■ **Brief**
Write the records out again, exactly as they stand below.
================================
PR #654, opened 2024-02-27
Update progenitor and omicron deps

pfmooney:
Depending a version, rather than "branch = main", meant that we had two different copies of progenitor being used.  This fixes that situation, as well as updating related dependencies (omicron, strum) for a clean build.


sunshowers (approved):

sunshowers:
Thank you!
================================
■ **Solution for this task**
PR #654, opened 2024-02-27
Update progenitor and omicron deps

pfmooney:
Depending a version, rather than "branch = main", meant that we had two different copies of progenitor being used.  This fixes that situation, as well as updating related dependencies (omicron, strum) for a clean build.


sunshowers (approved):

sunshowers:
Thank you!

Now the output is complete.